DATA FOR THIS EXERCISE Start Marker

PR #2154, opened 2017-12-18
Disable redefinition of 'remove' for z/TPF Platform

jjohnst-us:
z/TPF builds runtimes with an intermediary character
translation library which uses intercepting headers
to redefine system functions which require translation
from ascii to ebcdic. However, for some scenarios
translations is not desired. The 'remove' member function
is one of those instances where we don't want to
redefine to do translations.

### DIFF
--- a/compiler/infra/Checklist.hpp
+++ b/compiler/infra/Checklist.hpp
@@ -1,5 +1,5 @@
 /*******************************************************************************
- * Copyright (c) 2000, 2016 IBM Corp. and others
+ * Copyright (c) 2000, 2017 IBM Corp. and others
  *
  * This program and the accompanying materials are made available under
  * the terms of the Eclipse Public License 2.0 which accompanies this
@@ -21,6 +21,10 @@
 
 #ifndef OMR_CHECKLIST_INCL
 #define OMR_CHECKLIST_INCL
+
+#ifdef OMRZTPF
+#define __TPF_DO_NOT_MAP_ATOE_REMOVE
+#endif
 
 class TR_BitVector;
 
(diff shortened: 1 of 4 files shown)


0xdaryl:
I'm not questioning the need for this change, but I am trying to understand the placement of this macro in this eclectic group of files and why other files weren't chosen.  Is the problem with *any* member function named `remove` regardless of class?  Does this macro need to accompany the definition, declaration, or use of such `remove` functions?

0xdaryl:
genie-omr build all

jjohnst-us:
@0xdaryl good question.  So I took the pragmatic approach of adding the macros wherever a compilation failure occurred.  The complicating factor is that the wrapping "ascii to ebcdic" header could have been processed before the class with the defining problematic 'remove' is processed such that it wouldn't see the 'swtich' macro to preven the a2e header from redefining remove.

jjohnst-us:
Keep in mind because its a z/TPF platform only update it won't affect other platforms.

jjohnst-us:
@fjeremic @0xdaryl 
I believe this is a JIT related update as well, would you be the reviewer for this?

Although there is one GC segment update in this commit.

jjohnst-us:
@fjeremic Hi felipe, I assume you would be doing the merge on this one as well?  tia..

fjeremic:
> @fjeremic Hi felipe, I assume you would be doing the merge on this one as well? tia..

Unfortunately no, I'm not a committer at the OMR project. We'll have to wait for one of the committers to pick up this PR.

jjohnst-us:
@charliegracie when you get a chance, thanks charlie.

jjohnst-us:
@charliegracie Hey Charlie, was there anyone else you wanted to review the Pull Request?  tia..

charliegracie:
Sorry this was tagged as a compiler PR so it slipped off of my radar.

PR #2155, opened 2017-12-18
Enable project root and system root variables for z/TPF Platform

jjohnst-us:
Introduce makefile variables to hold project and system root
variables which specify include base directories for OMR
compilations.

### DIFF
--- a/omrmakefiles/rules.ztpf.mk
+++ b/omrmakefiles/rules.ztpf.mk
@@ -77,6 +77,9 @@ ifneq (,$(findstring executable,$(ARTIFACT_TYPE)))
 	GLOBAL_LDFLAGS+=$(DEFAULT_LIBS)
 endif
 
+ZTPF_ROOT?=/ztpf/commit
+PROJECT_ROOT?=/projects/jvmport/userfiles
+
 ###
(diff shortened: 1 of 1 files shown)


jjohnst-us:
@charliegracie 
Here is another PR where it really only affects z/TPF and should be considered low risk from another platforms perspective.

omrmakefiles/rules.ztpf.mk
```diff
@@ -77,6 +77,9 @@ ifneq (,$(findstring executable,$(ARTIFACT_TYPE)))
 	GLOBAL_LDFLAGS+=$(DEFAULT_LIBS)
 endif
 
+ZTPF_ROOT+=/ztpf/commit
```
charliegracie: This will add `/ztpf/commit` to the end of `ZTPF_ROOT`.  If someone overrides this option on the command line or in the environment you will end up concatenating this value to what the user set.  I think you wanted this `ZTPF_ROOT?=/ztpf/commit` and `PROJECT_ROOT?=/projects/jvmport/userfiles`

jjohnst-us:
@charliegracie Thanks Charlie.  Update made and rebased.

PR #2157, opened 2017-12-18
GC: Don't use scavenger cache size to pick TLH size when scavenger is off

rwy0717:
Originally, we always used the tlhMaximumSize from the extensions.
This was recently changed to use the scavenger cache size, but this only
compiles if the scavenger is enabled.

I've added an ifdef that resorts to the original behaviour if the
scavenger is off, fixing a compilation error.

### DIFF
--- a/gc/base/MemoryPoolAddressOrderedList.cpp
+++ b/gc/base/MemoryPoolAddressOrderedList.cpp
@@ -91,7 +91,11 @@ MM_MemoryPoolAddressOrderedList::initialize(MM_EnvironmentBase *env)
 
 #if defined(OMR_GC_THREAD_LOCAL_HEAP)
 	/* this memoryPool can be used by scavenger, maximum tlh size should be max(_extensions->tlhMaximumSize, _extensions->scavengerScanCacheMaximumSize) */
+#if defined(OMR_GC_MODRON_SCAVENGER)
 	uintptr_t tlhMaximumSize = OMR_MAX(_extensions->tlhMaximumSize, _extensions->scavengerScanCacheMaximumSize);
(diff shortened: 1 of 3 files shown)


rwy0717:
@nbhuiyan: This PR should fix your problem building the GC. Thanks for pointing it out.

charliegracie:
@amicic what are your thoughts?

charliegracie:
genie-omr build all

amicic:
yeah, looks right. @LinHu2016, we missed this detail in the original change

youngar:
@rwy0717 one spelling mistake in a comment: `OMR_GC_MODERON_SCAVENGER `

gc/base/MemoryPoolAddressOrderedList.cpp
```diff
@@ -91,7 +91,11 @@ MM_MemoryPoolAddressOrderedList::initialize(MM_EnvironmentBase *env)
 
 #if defined(OMR_GC_THREAD_LOCAL_HEAP)
 	/* this memoryPool can be used by scavenger, maximum tlh size should be max(_extensions->tlhMaximumSize, _extensions->scavengerScanCacheMaximumSize) */
+#if defined(OMR_GC_MODRON_SCAVENGER)
 	uintptr_t tlhMaximumSize = OMR_MAX(_extensions->tlhMaximumSize, _extensions->scavengerScanCacheMaximumSize);
+#else /* OMR_GC_MODERON_SCAVENGER */
```
charliegracie: Spelling OMR_GC_MODERON_SCAVENGER to OMR_GC_MODRON_SCAVENGER

PR #2872, opened 2018-08-16
Read barrier stats

amicic:
Introduce two Concurrent Scavenger specific read barrier stats counts:
- number of objects being copied 
- number of reference slots being updated

Maintain them in ScavengerCopyScanRatio structure, so that we can report
progress of the counts throughout a GC cycle (reporting itself is done
by downstream project, like OpenJ9).


charliegracie:
@genie-omr build all

PR #2874, opened 2018-08-17
Add IncompatibleClassChangeError helper aliasing

jdmpapin:


jdmpapin:
Nothing yet. With eclipse/openj9#2648, OpenJ9 will put it on a `ZEROCHK` that checks the type of the receiver of an `invokeinterface` bytecode instruction that doesn't go through interface dispatch

Issue #2812, opened 2018-07-30
Adding new IL Opcode xrdbar/xrdbari 


cathyzhyi:
We are proposing to add xrdbar/xrdbari opcodes because 2 recent development items need to monitor instance or static fields reads and writes. One is field watch in debugging mode where we need to report fields accesses to the VM. The other one is pauseless GC where every instance field accesses might need to call to the GC to fix up the pointer. In both cases, the load have side affects and we need new opcodes to represent this situation.

The **x**rdbar/**x**rdbari need to represent both the side effects of the load as well as the value of the load. They are the same as the corresponding **x**load/**x**loadi except that read barrier nodes need to be anchored under a treetop or chk at their point of first evaluation (like a call). Then they can be referenced in subsequent trees.  

The children and symbol of **indirect** read barriers are the same as their corresponding load. It would be something like:

```
treetop
  xrdbari <#xxx A.instanceB>
    aload <auto 3>
...
  ==>xrdbari
```

The children and symbol of **direct** read barriers are the same as their corresponding load with one additional child which is static field class. The extra child is for simplifying code evaluation for unresolved case where the load of unresolved static field class hangs under a treetop. 
```
resolved case:
treetop
  xrdbar <#xxx A.staticB>
     Class of A
...
  ==>xrdbar

unresolved case:
ResolveCHK
    loadaddr  Class of A (unresolved static)
ResolveCHK
    irdbar
      ==>loadaddr
...
  ==>xrdbar
```

#2875

mstoodle:
Presumably these are typed like `xload`/`xloadi` ?

cathyzhyi:
@mstoodle yes. updated the description.

cathyzhyi:
Documenting here the discussion at the architecture meeting #2817 about the new opcode
 - [ ] the opcode itself should be able to be commoned or moved and the optimizations applies to load should be able to apply to rdbar as well.
- [ ] the only difference between the rdbar and loads is that rdbar has to hang under a treetop before the first use to represent the side effect it's gonna have on evalutor. We want to avoid the complication of dealing with a call in the middle of evaluating another treetop.
- [ ] If there is any restrictions on optimization coming from different modes, debugging mode etc, they should be addressed under different mode.  The optimizations like LocalCSE, PRE, loop versioner might need to special case rdbar under those different modes. The special case should be grouped into properties rather than adding another | to a group of other opcode values. Aliasing can be different depending on modes as well.
[...]

PR #2875, opened 2018-08-17
Add rdbar/rdbari opcodes

cathyzhyi:
The xrdbar/xrdbari opcode are added to represent both the value of the
load as well as its side effects like needing to notify the GC of the
read, notify the VM of the read or other similar activities.

This PR adds the most basic supports for read barrier opcodes. By default
read barriers use load handlers and evaluators.

A treetop of indirect read barriers looks like the following:

treetop
&nbsp;&nbsp;xrdbari <#xxx A.instanceB>
           &nbsp;&nbsp;&nbsp;&nbsp;aload <auto 3>
...
&nbsp;&nbsp;==>xrdbari

A treetop of direct read barriers looks like the following:

treetop
&nbsp;&nbsp;xrdbar <#xxx A.staticB>
&nbsp;&nbsp;&nbsp;&nbsp;Class of A
...
&nbsp;&nbsp;==>xrdbar

Refer to #2812 for more design details


compiler/arm/codegen/TreeEvaluatorTable.hpp
```diff
@@ -38,13 +38,27 @@
...
    TR::TreeEvaluator::bloadEvaluator,       // TR::bloadi
    TR::TreeEvaluator::sloadEvaluator,       // TR::sloadi
    TR::TreeEvaluator::lloadEvaluator,       // TR::lloadi
+   TR::TreeEvaluator::iloadEvaluator,       // TR::irdbar
+   TR::TreeEvaluator::floadEvaluator,       // TR::frdbar
+   TR::TreeEvaluator::dloadEvaluator,       // TR::drdbar
+   TR::TreeEvaluator::aloadEvaluator,       // TR::ardbar
+   TR::TreeEvaluator::bloadEvaluator,       // TR::brdbar
+   TR::TreeEvaluator::sloadEvaluator,       // TR::srdbar
+   TR::TreeEvaluator::lloadEvaluator,       // TR::lrdbar
```
Leonardo2718: Should all these comments have an "i" at the end (i.e. `TR::irdbar` &rarr; `TR::irdbari`)?

compiler/il/ILOpCodeProperties.hpp
```diff
@@ -376,6 +488,118 @@
...
+   {
+   /* .opcode               = */ TR::drdbari,
+   /* .name                 = */ "drdbari",
+   /* .properties1          = */ ILProp1::LoadVar | ILProp1::Indirect | ILProp1::HasSymbolRef,
+   /* .properties2          = */ ILProp2::ValueNumberShare | ILProp2::SupportedForPRE| ILProp2::MayUseSystemStack | ILProp2::ReadBarrierLoad,
+   /* .properties3          = */ ILProp3::LikeUse,
+   /* .properties4          = */ 0,
+   /* .dataType             = */ TR::Double,
+   /* .typeProperties       = */ ILTypeProp::Size_8 | ILTypeProp::Floating_Point,
+   /* .childProperties      = */ ONE_CHILD(TR::Address),
```
fjeremic: Shouldn't the child here be a double? Similarly for others. This is likely a copy/paste mistake. Can we fix all of them?

compiler/il/ILProps.hpp
```diff
@@ -210,7 +210,7 @@ namespace ILProp2
       ResolveCheck                 = 0x00000040,
       BndCheck                     = 0x00000080,
       CheckCast                    = 0x00000100,
-      // Available                 = 0x00000200,
+      ReadBarrierLoad              = 0x00000200,
```
fjeremic: Why do we need this exactly? Isn't this implied by the opcode?

compiler/il/OMRILOpCodesEnum.hpp
```diff
@@ -53,13 +53,32 @@
    bload,    // load byte
    sload,    // load short integer
    lload,    // load long integer
+
+   //Read barrier is used to represent loads with side effects like check for GC, debugging etc.
+   //It is the same as the corresponding load except that it needs to be anchored under a
+   //treetop. The children and symbol of a read barrier are the same as the corresponding load.
```
fjeremic: @0xdaryl do we have any template for how to properly document IL? IMO we should add some structure to the documentation.

compiler/p/codegen/TreeEvaluatorTable.hpp
```diff
@@ -38,13 +38,27 @@
...
+   TR::TreeEvaluator::floadEvaluator,                   // TR::frdbar
+   TR::TreeEvaluator::dloadEvaluator,                   // TR::drdbar
+   TR::TreeEvaluator::aloadEvaluator,                   // TR::ardbar
+   TR::TreeEvaluator::bloadEvaluator,                   // TR::brdbar
+   TR::TreeEvaluator::sloadEvaluator,                   // TR::srdbar
+   TR::TreeEvaluator::lloadEvaluator,                   // TR::lrdbar
    TR::TreeEvaluator::iloadEvaluator,                   // TR::iloadi
    TR::TreeEvaluator::floadEvaluator,                   // TR::floadi
    TR::TreeEvaluator::dloadEvaluator,                   // TR::dloadi
    TR::TreeEvaluator::aloadEvaluator,                   // TR::aloadi ibm@59591
```
fjeremic: While we're in this area can we remove the "ibm@59591" whatever that is?

compiler/il/ILProps.hpp
cathyzhyi: It's for later changes in optimizer when we want to special case for this entire group of read barrier opcodes. In dead tree elimination for example, we need to keep the anchoring tree top if it's rdbars. This also mirrors the WriteBarrierStore we already have.

cathyzhyi:
@andrewcraik the more detailed description is in the original issue. Should I copy the description to this PR as well?

compiler/p/codegen/TreeEvaluatorTable.hpp
cathyzhyi: removed!

andrewcraik:
I don't think the whole discussion needs to be here, but it would be nice to see something in the PR/commit saying these are used to handle read operations which may have side-effects - for example, needing to notify the GC of the read, notify the VM of the read or other similar activities. Just makes the pull more self contained for someone searching history.

compiler/il/ILOpCodeProperties.hpp
```diff
@@ -264,6 +264,118 @@
    /* .ifCompareOpCode      = */ TR::BadILOp,
    },
 
+   {
+   /* .opcode               = */ TR::irdbar,
+   /* .name                 = */ "irdbar",
+   /* .properties1          = */ ILProp1::LoadVar | ILProp1::HasSymbolRef,
+   /* .properties2          = */ ILProp2::ValueNumberShare | ILProp2::SupportedForPRE| ILProp2::MayUseSystemStack | ILProp2::ReadBarrierLoad,
```
andrewcraik: Does PRE really handle these?

cathyzhyi: PRE hasn't been updated to include the support yet. Another PR will address optimizer changes to support this opcode but as a property for the opcode all the optimizations applied to loads should be able to be applied to rdbars.

compiler/x/codegen/OMRTreeEvaluator.cpp
```diff
@@ -754,6 +754,36 @@ TR::Register *OMR::X86::TreeEvaluator::sloadEvaluator(TR::Node *node, TR::CodeGe
    return reg;
    }
 
+TR::Register *iReadBarrierEvaluator(TR::Node *node, TR::CodeGenerator *cg)
+   {
+   return OMR::X86::TreeEvaluator::iloadEvaluator(node,cg);
```
0dvictor: It may be better to use `TR::TreeEvaluator::iloadEvaluator` so that it can reach the `iloadEvaluator` overridden by downstream projects.

compiler/x/amd64/codegen/OMRTreeEvaluator.cpp
```diff
@@ -126,6 +126,11 @@ TR::Register *OMR::X86::AMD64::TreeEvaluator::lloadEvaluator(TR::Node *node, TR:
    return reg;
    }
 
+TR::Register *OMR::X86::AMD64::TreeEvaluator::lReadBarrierEvaluator(TR::Node *node, TR::CodeGenerator *cg)
```
0dvictor: This evaluator may go into common x86 code, it is same as the 32-bit one.

compiler/x/i386/codegen/OMRTreeEvaluator.cpp
```diff
@@ -3203,6 +3203,11 @@ TR::Register *OMR::X86::I386::TreeEvaluator::lloadEvaluator(TR::Node *node, TR::
    return reg;
    }
 
+TR::Register *OMR::X86::I386::TreeEvaluator::lReadBarrierEvaluator(TR::Node *node, TR::CodeGenerator *cg)
```
0dvictor: This evaluator may go into common x86 code, it is same as the 64-bit one.

compiler/x/codegen/OMRTreeEvaluator.cpp
```diff
@@ -754,6 +754,36 @@ TR::Register *OMR::X86::TreeEvaluator::sloadEvaluator(TR::Node *node, TR::CodeGe
    return reg;
    }
 
+TR::Register *iReadBarrierEvaluator(TR::Node *node, TR::CodeGenerator *cg)
```
0dvictor: Do you mean `OMR::X86::TreeEvaluator::iReadBarrierEvaluator` ?

compiler/x/codegen/OMRTreeEvaluator.cpp
cathyzhyi: changed according to the comments.

compiler/x/amd64/codegen/OMRTreeEvaluator.cpp
cathyzhyi: changed according to the comments

compiler/x/i386/codegen/OMRTreeEvaluator.cpp
cathyzhyi: changed according to the comments.

compiler/x/codegen/OMRTreeEvaluator.cpp
cathyzhyi: thanks for catch this. changed accordingly.

0dvictor:
FYI, https://github.com/eclipse/omr/pull/2935 is required by this changeset. An existing bug prevent `iReadBarrierEvaluator` being correctly executed.

compiler/x/amd64/codegen/TreeEvaluatorTable.hpp
```diff
@@ -35,17 +35,31 @@
    TR::TreeEvaluator::iloadEvaluator,                   // TR::iload
    TR::TreeEvaluator::floadEvaluator,                   // TR::fload
    TR::TreeEvaluator::dloadEvaluator,                   // TR::dload
-   TR::TreeEvaluator::aloadEvaluator,                 // TR::aload
+   TR::TreeEvaluator::aloadEvaluator,                   // TR::aload
    TR::TreeEvaluator::bloadEvaluator,                   // TR::bload
    TR::TreeEvaluator::sloadEvaluator,                   // TR::sload
-   TR::TreeEvaluator::lloadEvaluator,                 // TR::lload
+   TR::TreeEvaluator::lloadEvaluator,                   // TR::lload
+   TR::TreeEvaluator::iReadBarrierEvaluator,            // TR::irdbar
```
fjeremic: This is a little unorthodox naming scheme. I believe the convention is to name the evaluators `<ilOpcode>Evaluator` across all the codegens so it is easy to grep around and search for the implementations. This seems to deviate from the naming scheme of all the other IL evaluators (see above and below these ones for example).

cathyzhyi: thanks for the suggestion! modified accordingly.

compiler/x/codegen/OMRTreeEvaluator.cpp
```diff
@@ -754,6 +754,55 @@ TR::Register *OMR::X86::TreeEvaluator::sloadEvaluator(TR::Node *node, TR::CodeGe
    return reg;
    }
 
+TR::Register *OMR::X86::TreeEvaluator::irdbarEvaluator(TR::Node *node, TR::CodeGenerator *cg)
+   {
+   if (node->getSymbolReference()->getSymbol()->isStatic())
+      cg->decReferenceCount(node->getFirstChild());
```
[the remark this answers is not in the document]
cathyzhyi: For direct rdbar there is one more child (the static field class) than the normal load so the load evaluator called after this won't know about that child and decrease its reference count.

compiler/x/i386/codegen/TreeEvaluatorTable.hpp
```diff
@@ -39,13 +39,27 @@
    TR::TreeEvaluator::bloadEvaluator,                   // TR::bload
    TR::TreeEvaluator::sloadEvaluator,                   // TR::sload
    TR::TreeEvaluator::lloadEvaluator,                  // TR::lload
-   TR::TreeEvaluator::iloadEvaluator,                   // TR::iloadi
-   TR::TreeEvaluator::floadEvaluator,                   // TR::floadi
-   TR::TreeEvaluator::dloadEvaluator,                   // TR::dloadi
+   TR::TreeEvaluator::irdbarEvaluator,                 // TR::irdbar
+   TR::TreeEvaluator::frdbarEvaluator,                 // TR::frdbar
+   TR::TreeEvaluator::drdbarEvaluator,                 // TR::drdbar
+   TR::TreeEvaluator::ardbarEvaluator,                 // TR::ardbar
```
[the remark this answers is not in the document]
cathyzhyi: It's just the design for static rdbar changed a little bit (because of the extra child) so I wanted to wait until we agree on the x evaluators first and apply them to other platforms.

andrewcraik:
@Leonardo2718 @fjeremic can you please have a look at this again now that I believe a number of your comments have been addressed? This has been sitting for a bit and we need to keep it moving forward.

fjeremic:
@genie-omr build all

DATA FOR THIS EXERCISE End Marker

§ THE TASK:
Give only the number of lines in the data that hold the string "description".

§ TASK RESULT:
2